For analyzing, understanding and operating any business, there are three critical “grains” of interest - time, entities, and the all important grain of the underlying business process itself.
Let’s dive into these concepts:
I. Time grains are widely understood. The utility for varying time granularity is driven by:
a) The business operating cadence: as an example, weekly or monthly time grains are used during periodic business reviews
b) Business initiatives or constraints: it is common to compare time windows based on campaigns or feature releases, or to drill into specific time ranges that operated under different business constraints or conditions.
c) The nature of the process: as an example, you may need to control for expected variations for highly seasonal processes like say fashion e-commerce.
II. Entity grains are better understood as “segmentation” - that is, via the grouping of a set of entities. There are at least two variants to consider here:
a) Static segmentation:
Entity demographic or profile information, or attributes that can be permanently tagged like marketing channels are examples of “static” segmentation.

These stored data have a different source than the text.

PR #340, opened 2020-02-21
Initial implementation of a TensorFlow v2 checkpoint writer

BradLarson:
This is an initial implementation of a TensorFlow v2 checkpoint writer. It has no dependencies on the TensorFlow runtime or libraries, and currently only depends on SwiftProtobuf (a dependency we can remove if needed by manually reading and writing the small metadata protobufs here).

I'm labeling this as an initial implementation, and can consider this a work-in-progress if others feel it is incomplete, because the checkpoints it generates currently cannot be read by Python TensorFlow. They can be read by our Swift-based checkpoint reader that is present alongside this in swift-models. The core deficiencies are a lack of correct CRC32C values in the metadata and an incomplete footer in the index header.

It has been validated on the Transformer model, and example tensor extraction code has been provided for that model in Transformer/CheckpointWriter.swift, alongside a commented-out sample of how to save and reload a checkpoint for Transformer in its main.swift file.


Support/Checkpoints/CheckpointWriter.swift
```diff
@@ -0,0 +1,80 @@
...
+            location: location, shard: shard, totalShards: numShards)
+
+        var outputBuffer = Data()
+        // TODO: Write this directly to disk, rather than accumulating it in memory.
+        for tensorName in tensorList {
+            guard let tensor = tensors[tensorName] else {
+                fatalError("Mismatch in sorted tensors at name: \(tensorName).")
+            }
+            let scalars = tensor.array.scalars
+            // scalars.withUnsafeBytes { pointer in
```
saeta: Tinkercruft?

Transformer/main.swift
```diff
@@ -67,3 +67,19 @@ for _ in 0..<100 {
...
+let writer = CheckpointWriter(tensors: tensors)
+try writer.write(to: temporaryDirectory, name: "model2.ckpt")
+
+let reader2 = try CheckpointReader(
+    checkpointLocation: temporaryDirectory.appendingPathComponent("model2.ckpt"),
+    modelName: "Transformer",
+    additionalFiles: [])
+
+let recreatedmodel = TransformerLM(reader: reader2, config: config, scope: "model")
+*/
```
saeta: Nit: trailing newline?

Support/Checkpoints/CheckpointWriter.swift
BradLarson: Oops, thought I got all those. Good catch.

Transformer/main.swift
BradLarson: Fixed, thanks.

BradLarson:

b) Behavioral and dynamic segmentation:
Grouping entities based on their behaviors can be really powerful. As an example, you can cluster high and low LTV users to find patterns and actionable insights.
III. Process grains:
Businesses are complex inter-connected systems but a specific analysis often zooms into a “node” in the overall networked process, which is often the atomic process grain. There are at least two concepts at play when examining process grains:
a) Direct relationships: processes like an acquisition flow where entities move through a series of steps are examples of clear direct relationships across atomic process grains.
b) Indirect relationships: processes like responsive customer support that indirectly relate to the retention metrics are examples where the exact relationship between atomic process grains is unknown.
Over the last 10 years, with the ease of cloud storage and compute, and the relative democratization of data querying skills, the ability to analyze across varying time grains or even entity grains via segmentation has become significantly easier.
The next frontier is making it effortless to traverse the process grains, to zoom in and out of the networked, inter-connected business processes.